美麗なる俊峰を望む旅

朝日岳冬景色の画像

JR泊駅からの道を右折してほどなく、町道泊桜町線に出る。そこから東に見えるのが、 馬鬣山 (ばりょうざん)である。名前は、明治11年(1878)の行幸の折、山容が馬のたてがみに似ていると言われた天皇のお言葉に由来する。

この道をさらに南下し、北陸自動車道の下を通過するといきなり視界がひらける。黒部の谷を隔てて屹立する駒ヶ岳・僧ヶ岳等が眼前に展開する。中でも駒ヶ岳はさっそうとしていて、劒岳北方稜線の 掉尾 (とうび)を飾るにふさわしい姿をしている。

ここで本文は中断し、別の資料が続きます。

PR #294, opened 2025-01-14
Change to unconditional zeroing

honvex-cool:
Asm reference cleaning changed to a simple loop to write zeros on the stack
C reference cleaning changed to `memset`


Giselus (approved):
LGTM 👍 You can merge

PR #303, opened 2025-01-19
Add example programs using functional features

### LINKED ISSUE #290: Add lambda expression examples
In #283 we added tests that check partial correctness (AST generation) of programs using lambda expressions.
Refactor them into actual correct examples, and add some new ones.

km1chno:
Resolves #290 

I'm not sure whether some examples in `not_yet_correct` should actually just be `incorrect`, as I know that our scope for functional features is quite dynamic at the moment:P So maybe some of them will have to be moved to incorrect examples.

There are 3 tests in `not_yet_correct` which are IO tests, but obviously they have not been run yet

## Cases covered

- Obtaining functions/lambdas as arguments
- Returning functions/lambdas as function value
- Assignment of lambdas to named functions
- Some more convoluted variable escaping through struct fields and transitivity


mhorod (approved):
Looks great!

I don't know either what will be the future of some of the examples, but I guess we will discuss this during next labs.

PR #304, opened 2025-01-19
Closure analysis and outline

Rafi0221:


src/main/kotlin/cacophony/pipeline/CacophonyPipeline.kt
```diff
@@ -189,6 +187,13 @@ class CacophonyPipeline(
             }.filterIsInstance<Definition.ForeignFunctionDeclaration>()
             .toSet()
 
+    private fun analyzeClosures(escapeAnalysis: EscapeAnalysisResult /*, lambdaAnalysis: LambdaAnalysisResult */): ClosureAnalysisResult {
```
mhorod, line 190: I'm not sure about the commenting out the code.
Since we have this noted in TODOs, I'd either remove them, or uncomment them and add some sketch of the interface we'd like here (and all other places that are commented out).

src/main/kotlin/cacophony/semantic/analysis/ClosureAnalysis.kt
```diff
@@ -8,6 +8,9 @@ import cacophony.semantic.syntaxtree.LambdaExpression
  */
 typealias ClosureAnalysisResult = Map<LambdaExpression, Set<Variable>>
 
-fun analyseClosures(): ClosureAnalysisResult {
-    return emptyMap() // TODO - implement closure analysis
+fun analyseClosures(escapeAnalysis: EscapeAnalysisResult /*, lambdaAnalysis: LambdaAnalysisResult */): ClosureAnalysisResult {
+//    return lambdaAnalysis.mapValues { (_, analysis) ->
```
mhorod, line 12: Like above, if this actually works under some sensible interface of `LambdaAnalysisResult` then I think we can have this uncommented.

src/main/kotlin/cacophony/semantic/syntaxtree/SyntaxTree.kt
```diff
@@ -251,6 +253,8 @@ class LambdaExpression(
     FunctionalExpression {
     override fun toString() = "[${arguments.joinToString(", ")}] -> $returnType"
 
+    override fun getLabel() = "Lambda_${arguments.size}_${hashCode().toULong()}"
```
mhorod, line 256: This feels a bit hacky, and I'm not sure if this is going to be consistent between runs (and if it's not then snapshots will fail, no?)
but I guess we can leave it if it works.

mhorod (approved):
Overall looks great, I'm not sure about some little things I pointed out, but I think this is quite enough for this sprint.

src/main/kotlin/cacophony/semantic/syntaxtree/SyntaxTree.kt
Rafi0221: That's how we generate all labels and it works great
https://github.com/mhorod/cacophony/blob/7a6f7bb6e2d437ea5178b49c412461da893fc2f9/src/main/kotlin/cacophony/semantic/syntaxtree/SyntaxTree.kt#L214-L218

src/main/kotlin/cacophony/pipeline/CacophonyPipeline.kt
Rafi0221: We decided to leave it commented out

Issue #305, opened 2025-01-19
Lambda implementation TODO


mhorod:
List of issues found during the implementation of lambdas.

Rafi0221:
* Fix `escapeAnalysis` to use `lambdaAnalysis` along/instead of `functionAnalysis`
* Uncomment the implementation of `closureAnalysis`
* Implement `generateLambdaHandlers`
* Adjust `analyzedFunction` to analyze lambdas
* Adjust `ObjectOutlinesCreator` to correctly generete the outline for `FunctionType`

FilipKon13:
Closure analysis is not really used in the `FunctionHandlerImpl`, as it does not need to generate a closure

SebastianSpyrzewski:
- Heap variables need to be allocated somewhere, I was thinking about prologue - it gets map from heap variables to their pointers (as PrimitiveVariables) as argument
- `PrologueEpilogueHandler` line 28 won't work for `LambdaHandler`
- can named function become closures? `LambdaHandler` is defined only for `LambdaExpression` now
- someone needs to create closure for lambda

- maybe not necessary, but it would be nice to not use AST nodes in handlers anymore, all the info like arguments and return type could be in `AnalyzedFunction`

SebastianSpyrzewski:
Tidy up tests for `FunctionHandler`, `LambdaHandler`

PR #306, opened 2025-01-19
Create lambda handlers

SebastianSpyrzewski:
Created lambda handler and made it access correctly variables from closure.

Some TODO's in PrologueEpilogueHandler and FunctionAnalysis that I believe need to be done next week.


src/main/kotlin/cacophony/controlflow/CFGUtils.kt
```diff
@@ -90,5 +90,9 @@ fun wrapAllocation(allocation: VariableAllocation, holdsReference: Boolean): CFG
     when (allocation) {
         is VariableAllocation.InRegister -> registerUse(allocation.register, holdsReference)
         is VariableAllocation.OnStack -> memoryAccess(registerUse(rbp, false) sub integer(allocation.offset), holdsReference)
-        is VariableAllocation.ViaPointer -> TODO()
+        is VariableAllocation.ViaPointer ->
+            memoryAccess( // should holdsReference be set as true? I'm not sure
```
mhorod, line 94: I'm not sure either, better ask the author of this field 😄

src/main/kotlin/cacophony/controlflow/functions/FunctionHandlerImpl.kt
```diff
@@ -1,88 +1,42 @@
...
-import cacophony.semantic.syntaxtree.Definition
 import cacophony.semantic.syntaxtree.Definition.FunctionDefinition
-import kotlin.math.max
 
 class FunctionHandlerImpl(
     private val function: FunctionDefinition,
     private val analyzedFunction: AnalyzedFunction,
     // List of parents' handlers ordered from immediate parent.
-    private val ancestorFunctionHandlers: List<FunctionHandler>,
+    private val ancestorFunctionHandlers: List<CallableHandler>, // first (or last?) can be Lambda, not Function
```
mhorod, line 15: does this matter? 🤔

SebastianSpyrzewski: wdym?

mhorod: I mean, I don't really understand what's this comment for 😄 
Does it mean that we have to be careful what we provide in the constructor? Or how we use these handlers? Or is it just explaning why it's `CallableHandler` and not `FunctionHandler`.

If it's the last one then I think we don't have to explain it, it feels natural that the interface is as general as it can be.

src/main/kotlin/cacophony/controlflow/functions/CallableHandlerImpl.kt
```diff
@@ -0,0 +1,162 @@
...
+import cacophony.controlflow.generation.Layout
+import cacophony.controlflow.generation.generateLayoutOfVirtualRegisters
+import cacophony.semantic.analysis.AnalyzedFunction
+import cacophony.semantic.analysis.EscapeAnalysisResult
+import cacophony.semantic.analysis.VariablesMap
+import cacophony.semantic.syntaxtree.FunctionalExpression
+import kotlin.math.max
+
+abstract class CallableHandlerImpl(
+    private val analyzedFunction: AnalyzedFunction, // TODO: we need to change it so it also covers lambda expressions
```
mhorod, line 15: You can also describe the TODOs here so it's all in one place: https://github.com/mhorod/cacophony/issues/305

mhorod (approved):
Looks great, given that this was a bit more difficult sprint due to the confusion, good work!

PR #307, opened 2025-01-19
Via-Pointer variable allocation

FilipKon13:

PR #309, opened 2025-01-20
Dont mark escaping variables via assignments to non-functional types

km1chno:
## Changes

- don't mark escaping variables via assignments to non-functional types
- add `--log-escape-analysis` flag to compiler and appropriate functions to logger


km1chno:
Merged as part of #307

PR #311, opened 2025-01-20
Fix let x = x + 1

km1chno:
Changes name resolver AST traversal so that value of variable declaration is visited before the new identifier is "created" - so that it is not visible while traversing value expression.


Rafi0221 (approved):
I confirm that this change resolves the issue🐱

PR #312, opened 2025-01-20
Add lambda cfg gen

AHGIJMKLKKZNPJKQR:


src/main/kotlin/cacophony/codegen/instructions/matching/InstructionMatcher.kt
```diff
@@ -15,15 +15,14 @@ interface InstructionMatcher {
...
 
-fun slotFillFromMetadata(valueMapping: ValueSlotMapping, metadata: InstructionMatcherImpl.MatchMetadata): SlotFill {
-    return SlotFill(
+fun slotFillFromMetadata(valueMapping: ValueSlotMapping, metadata: InstructionMatcherImpl.MatchMetadata): SlotFill =
+    SlotFill(
         valueMapping,
         metadata.registerFill,
         metadata.constantFill,
-        metadata.functionFill,
+        // metadata.functionFill,
```
mhorod, line 23: If we don't need that, why not remove this at all?

src/main/kotlin/cacophony/controlflow/functions/GenerateCall.kt
```diff
@@ -120,7 +86,8 @@ fun generateCall(
         nodes.add(pushRegister(register, register.holdsReference))
     }
 
-    nodes.add(call(function))
+    // Tomek: "Chyba będzie działało :>"
```
mhorod, line 89: XD

src/main/kotlin/cacophony/controlflow/generation/Layout.kt
```diff
@@ -1,25 +1,21 @@
...
 class SimpleLayout(val access: CFGNode, val holdsReference: Boolean = false) : Layout() {
     override fun flatten(): List<LayoutAccessInfo> = listOf(LayoutAccessInfo(access, holdsReference))
+}
 
-    override fun matchesType(type: Type): Boolean =
-        when (type) {
-            is BaseType.Basic, is BaseType.Referential -> true
-            is BaseType.Functional, is BaseType.Structural -> false
-        }
+// NOTE: link is either the static link or closure link
```
mhorod, line 16: You can convert this to a javadoc `/** ... */` with description of the fields.

mhorod (approved):
Looks good, nice work 🫡 

Just a small suggestion - I see there's a lot of code that is commented out, and I think that we can get rid of most of it (that's what git is for), and it would be awesome if you could also describe the TODOs and issues here, so we have a clearer view from above: https://github.com/mhorod/cacophony/issues/305

src/main/kotlin/cacophony/codegen/instructions/matching/InstructionMatcher.kt
jjaworska: Yeah, this was just laziness :laughing:  . On it

PR #313, opened 2025-01-20
Add memory limits to gc tests

Giselus:


lib_cacophony/gc/gc.cpp
```diff
@@ -19,6 +19,17 @@ void memoryManager::createNewPage(int size) {
     ll *ptr = static_cast<ll*>(malloc(size));
     auto page = memoryPage{size, 0, ptr};
     allocated_pages.push_back(page);
+    occupied_memory += size;
+}
+
+// This step is performed during cleanup, where allocated_pages is being modified, therefore no need to modify it heee.
```
mhorod, line 25:
```suggestion
// This step is performed during cleanup, where allocated_pages is being modified, therefore no need to modify it here.
```

mhorod (approved):
Looks great, nice optimization of the page traversal :)

PR #315, opened 2025-01-21
FunctionDefinition and FunctionDeclaration are no more

mhorod:


mhorod:
TODO:
- [ ]  Escape analysis compilation still fails:
  - `visitFunctionDeclaration` has to be removed/replaced since we removed `FunctionDeclaration`
  - For some reason we get functions from `functionAnalysis` and then lookup them in `variableMap`, but now lambda expressions are not variables so it doesn't typecheck
- [ ] `NameResolver.define` has to be adjusted for new interface
- [ ] `OverloadResolver` returned map from `Int` to `FunctionDeclaration` but now `FunctionDeclaration` is gone, so what?
- [ ] `OverloadResolver` returns map from `VariableUse` to `Definition`, so it probably needs a map from `LambdaExpression` to `Definition` for static functions?
- [ ] `TypeChecker` might want to access declared type of typed `LambdaExpression`
- [ ] remove todos about `FunctionalExpression` since we won't use it?

mhorod:
conclusions after przodownik meeting:
- We can remove call graph and var use type analysis
- FunctionAnalysis should be done for all LambdaExpressions, and it can ignore distinction between lambdas and static functions (task for @Rafi0221):
   - ignore calls and use only syntactic relations of using a variable inside the body
 -   Closure analysis might be redundant
 - Remove SideEffectAnalyzer from CFG and always evaluate from left to right

mhorod:
State for now:
- Removed `FunctionDeclaration` which was the common interface of `FunctionDefinition` and `ForeignFunctionDeclaration`
- Almost everything that previously operated on `FunctionDefinition` now operates on `LambdaExpression`
- We added back `FunctionDefinition` ast node, but it's subclass of `VariableDeclaration` and it's not as widely used as before
- We added `NamedFunctionInfo` which maps `LambdaExpression` to its `FunctionDefinition`, this is necessary for making a final distinction which functions will be closures and which ones should be static
- We removed `CallGraph`, `VarUseTypeAnalysis` and `SideEffectAnalyzer` - these three were ultimately used only to determine the evaluation order in binary operators and blocks. This is not really a crucial feature as we can always evaluate  left to right, and we don't have to worry about fixing this code and adjusting it for lambdas which seems nontrivial.
- Consequently, `FunctionAnalysis` has to be adjusted a bit - we need it to return information about used variables that is later used for allocation and escape analysis, and it should be done for all `LambdaExpression`s  without distinction between static and closure functions. 
- `ClosureAnalysis` is a bit repurposed - since `FunctionAnalysis` and `EscapeAnalysis` are responsible for finding captured and escaping variables, `ClosureAnalysis` now decides which functions are static and which are closures. This is then used to generate handlers.
- We added `CallableHandlers` that collect all handlers for closures and static functions so we can store them in one object instead of two.

TODO:
- Implement `generateCallableHandlers` - it should look which functions are closures/static and call appropriate function
- Fix commented code `visitAssignable` in CFGGenerator
- Log new closure analysis in `CacophonyLogger`
- Implement missing parts of `EscapeAnalysis`, think if it really needs distinction between (syntactically) static and closures functions
- Adust `analyzeFunctions` so it works for all functions
- Implement `getNamedFunctions`
- Fix commented out code in `NameResolver`
- Fix tests, at least compilation, since they will probably fail in runtime due to changes.

src/main/kotlin/cacophony/codegen/SafeLinearization.kt
```diff
@@ -100,7 +100,7 @@ private fun handleSpills(
                 functionDeclaration to
```
SebastianSpyrzewski, line 100: Why is it still called functionDEclaration if it is LambdaExpression now?

src/main/kotlin/cacophony/codegen/SafeLinearization.kt
```diff
@@ -100,7 +100,7 @@ private fun handleSpills(
...
                     adjustLoweredCFGToHandleSpills(
                         instructionCovering,
-                        functionHandlers[functionDeclaration]!!,
+                        staticFunctionHandlers[functionDeclaration]!!,
```
SebastianSpyrzewski, line 103: And why do we assume it has static handler, when it can be closure as well?

src/main/kotlin/cacophony/controlflow/functions/GenerateHandlers.kt
```diff
@@ -51,7 +64,23 @@ fun generateFunctionHandlers(
...
+        handlers[lambda] =
+            ClosureHandlerImpl(
+                callConvention,
+                lambda,
+                analyzedFunctions[lambda]!!,
+                variablesMap,
+                escapeAnalysisResult,
+            )
+    }
+    return handlers
```
honvex-cool, line 85: NIT: I believe that it would be more idiomatic to use `closureCallables.map`.

src/main/kotlin/cacophony/controlflow/generation/CFGGenerator.kt
```diff
@@ -533,6 +560,10 @@ internal class CFGGenerator(
         return SubCFG.Extracted(vertex, artificialExit, VoidLayout())
     }
 
+    /*
+        let f = [] => ()
+     */
+
```
honvex-cool, line 566: This comment seems out of place. Could you please elaborate on it or delete it?

src/main/kotlin/cacophony/controlflow/generation/OperatorHandler.kt
```diff
@@ -21,13 +20,7 @@ internal class OperatorHandler(
...
         val rhsCFG = cfgGenerator.visit(expression.rhs, mode, context)
 
-        val safeLhs =
-            if (sideEffectAnalyzer.hasClashingSideEffects(expression.lhs, expression.rhs)) {
-                // If there are clashing side effects, lhs must be extracted to a separate vertex
-                cfgGenerator.ensureExtracted(lhsCFG, mode)
-            } else {
-                lhsCFG
-            }
+        val safeLhs = cfgGenerator.ensureExtracted(lhsCFG, mode)
```
honvex-cool, line 23: Maybe we could keep this logic and the `SideEffectAnalyzer` in CFG generation? For now, just make `SideEffectAnalyzer` an interface and use an implementation that always returns `true` (there *are* clashing side effects).
If there is some time left, we could implement simpler variable use analysis which does not use the call graph (because, from what I understand, the call graph is the root of all evil). Then, we could switch the `SideEffectAnalyzer` implementation and restore the feature that we used to have - in my opinion, it's good that we can put simple expressions like `x + y` into a single CFG vertex when there are no clashing side effects.

src/main/kotlin/cacophony/semantic/names/NameResolver.kt
```diff
@@ -6,9 +6,8 @@ import cacophony.diagnostics.NRDiagnostics
 import cacophony.semantic.syntaxtree.*
 import cacophony.semantic.syntaxtree.Definition.ForeignFunctionDeclaration
 import cacophony.semantic.syntaxtree.Definition.FunctionArgument
-import cacophony.semantic.syntaxtree.Definition.FunctionDeclaration
-import cacophony.semantic.syntaxtree.Definition.FunctionDefinition
 import cacophony.semantic.syntaxtree.Definition.VariableDeclaration
+import cacophony.semantic.syntaxtree.LambdaExpression
 import cacophony.utils.CompileException
 
 class NameResolutionException(
```
honvex-cool, line 13: This is unsed, might as well get rid of it now.

src/main/kotlin/cacophony/semantic/types/TypeChecker.kt
```diff
@@ -52,28 +52,11 @@ private class Typer(
...
-                    BuiltinType.UnitType
-                }
-
                 is LambdaExpression -> {
                     val argsType = parseArgs(expression.arguments) ?: return null
                     val returnType = translator.translateType(expression.returnType) ?: return null
-                    val deducedType = FunctionType(argsType, returnType)
-                    val functionType = initializedType(null, deducedType, expression.range) ?: return null
+//                    val deducedType = FunctionType(argsType, returnType)
+//                    val functionType = initializedType(null, deducedType, expression.range) ?: return null
```
SebastianSpyrzewski, line 59: why is this commented out? If it is not useful, maybe we can just delete it

SebastianSpyrzewski (changes requested):
I see an issue in spill handling, and few different minor things.

Generally looks like a good refactor, nice job!

(But I must admit I did not go through all the tests)

honvex-cool (commented):
Wow, I admire your work. This changes look painful to implement. I left some minor comments.

src/main/kotlin/cacophony/controlflow/functions/GenerateHandlers.kt
jjaworska: I think `map` wasn't the fit here, but I used `associateWith`

src/main/kotlin/cacophony/controlflow/functions/CallableHandlers.kt
```diff
@@ -0,0 +1,30 @@
...
+    val staticFunctionHandlers: Map<LambdaExpression, StaticFunctionHandler>,
+) {
+    fun getCallableHandler(callable: LambdaExpression): CallableHandler =
+        if (closureHandlers.containsKey(callable)) {
+            closureHandlers[callable] ?: error("value was just in map")
+        } else if (staticFunctionHandlers.containsKey(callable)) {
+            staticFunctionHandlers[callable] ?: error("value was just in map")
+        } else {
+            error("No handler found for callable $callable")
+        }
```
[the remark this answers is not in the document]
jjaworska: I like this, thanks!

src/main/kotlin/cacophony/controlflow/functions/CallableHandlerImpl.kt
```diff
@@ -6,17 +6,16 @@ import cacophony.controlflow.CFGNode.RegisterUse
...
 
-abstract class CallableHandlerImpl(
-    private val analyzedFunction: AnalyzedFunction, // TODO: we need to change it so it also covers lambda expressions
-    private val function: FunctionalExpression, // TODO: and probably get rid of that, analyzedFunction should have all necessary info
+sealed class CallableHandlerImpl(
+    private val analyzedFunction: AnalyzedFunction,
+    private val function: LambdaExpression,
     private val variablesMap: VariablesMap,
-    private val escapeAnalysisResult: EscapeAnalysisResult,
+    private val escapedVariables: Set<Variable>,
```
Giselus, line 18: Why are we using Set<Variable> here and EscapeAnalysisResult in other places? Isn't it the same thing?

src/main/kotlin/cacophony/controlflow/functions/ClosureHandlerImpl.kt
```diff
@@ -4,19 +4,16 @@ import cacophony.controlflow.*
...
+class ClosureHandlerImpl(
     callConvention: CallConvention,
-    private val function: LambdaExpression, // TODO: it can be FunctionalExpression
+    private val function: LambdaExpression,
     private val analyzedFunction: AnalyzedFunction,
     private val variablesMap: VariablesMap,
-    escapeAnalysisResult: EscapeAnalysisResult,
-    closureAnalysisResult: ClosureAnalysisResult,
-) : LambdaHandler, CallableHandlerImpl(
+    escapeAnalysisResult: Set<Variable>,
```
Giselus, line 15: Why type changed from EscapeAnalysisResult to Set<Variable> if EscapeAnalysisResult is an alias for Set<Variable>?

src/main/kotlin/cacophony/controlflow/generation/CFGGenerator.kt
```diff
@@ -556,11 +587,7 @@ internal class CFGGenerator(
 
     private fun getCurrentCallableHandler(): CallableHandler = getCallableHandler(function)
 
-    private fun getCallableHandler(callable: FunctionalExpression): CallableHandler =
-        when (callable) {
-            is Definition.FunctionDefinition -> functionHandlers[function] ?: error("Function $function has no handler")
-            is LambdaExpression -> lambdaHandlers[function] ?: error("Lambda $function has no handler")
-        }
+    private fun getCallableHandler(callable: LambdaExpression): CallableHandler = callableHandlers.getCallableHandler(callable)
```
Giselus, line 590: Do we need this wrapper? It's used only in one place.

src/main/kotlin/cacophony/semantic/analysis/NamedFunctionInfo.kt
```diff
@@ -0,0 +1,61 @@
+package cacophony.semantic.analysis
+
+import cacophony.semantic.syntaxtree.*
+
+/**
+ * For each lambda expression that was defined as part of syntactically static function store this function
+ */
+typealias NamedFunctionInfo = Map<LambdaExpression, Definition.FunctionDefinition>
+
+private class GetNamedFunctionsVisitor {
```
Giselus, line 10: Maybe just _NamedFunctionsVisitor_

src/main/kotlin/cacophony/semantic/analysis/NamedFunctionInfo.kt
```diff
@@ -0,0 +1,61 @@
...
+    private val accum: MutableMap<LambdaExpression, Definition.FunctionDefinition> = mutableMapOf()
```
Giselus, line 11: It's clear what that is, but maybe we can use more descriptive name, at least to be consistent with other visitors in our code.

Giselus (changes requested):
Great job! A lot of work has been done here. I see that most of the important issues have already been caught, so I've only left a few cosmetic suggestions

src/main/kotlin/cacophony/controlflow/functions/ClosureHandlerImpl.kt
Giselus: It's the same as previous comment, and I believe it was like that in few other places, but I didn't want to spam with marking all of them.

src/main/kotlin/cacophony/controlflow/functions/GenerateHandlers.kt
```diff
@@ -1,33 +1,46 @@
...
+    staticLinkCallables: Set<LambdaExpression>,
+    callConvention: CallConvention,
+    variablesMap: VariablesMap,
+    escapedVariables: Set<Variable>,
+): Map<LambdaExpression, StaticFunctionHandler> {
+    val handlers = mutableMapOf<LambdaExpression, StaticFunctionHandler>()
+    val order = analyzedFunctions.filter { staticLinkCallables.contains(it.key) }.entries.sortedBy { it.value.staticDepth }
 
-    val ancestorHandlers = mutableMapOf<Definition.FunctionDefinition, List<FunctionHandler>>()
+    val ancestorHandlers = mutableMapOf<LambdaExpression, List<StaticFunctionHandler>>()
```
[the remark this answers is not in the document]
mhorod: yup, good catch

src/main/kotlin/cacophony/controlflow/generation/OperatorHandler.kt
mhorod: That's a good point, although we probably won't develop it further, it looks a bit nicer.

src/main/kotlin/cacophony/controlflow/functions/CallableHandlerImpl.kt
mhorod: It wasn't for a short while during refactor, but now you're right 😄

src/main/kotlin/cacophony/controlflow/generation/CFGGenerator.kt
mhorod: good point, inlined this method

SebastianSpyrzewski (approved):

Giselus (approved):

src/main/kotlin/cacophony/controlflow/functions/CallableHandlerImpl.kt
```diff
@@ -9,14 +9,14 @@ import cacophony.semantic.analysis.AnalyzedFunction
...
 
-abstract class CallableHandlerImpl(
-    private val analyzedFunction: AnalyzedFunction, // TODO: we need to change it so it also covers lambda expressions
-    private val function: FunctionalExpression, // TODO: and probably get rid of that, analyzedFunction should have all necessary info
+sealed class CallableHandlerImpl(
+    private val analyzedFunction: AnalyzedFunction,
+    private val function: LambdaExpression,
     private val variablesMap: VariablesMap,
-    private val escapeAnalysisResult: EscapeAnalysisResult,
+    private val escapedVariables: EscapeAnalysisResult
```
SebastianSpyrzewski, line 19: ktlint is crying about missing comma here

mhorod: fixed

進むにつれて前山が後退し、後立山の峰々が順次美麗な姿をあらわにする。清水岳、旭岳、白馬岳、朝日岳というオーダーである。白馬岳は朝日町の最高峰で「しろうま」と読むが、信州側からの命名で、その東面に現れる「 代かき馬 (しろかきうま)」の雪形からきている。江戸時代、越中側からは、 大蓮華山 (おおれんげざん)とも上駒ヶ岳とも称していた。加賀藩黒部下奥山廻りの人たちがおとずれた山である。経路は、小川温泉-北又谷-柳又谷-猫又山-清水岳-旭岳。これには山崎・ 蛭谷 (びるだに)・笹川の人たちも 杣人足 (そまにんそく)として加わっていた。ついでながら、猫又山から祖母谷-餓鬼谷-東谷と廻り、鹿島槍ヶ岳まで長駆する廻り方も行われていた。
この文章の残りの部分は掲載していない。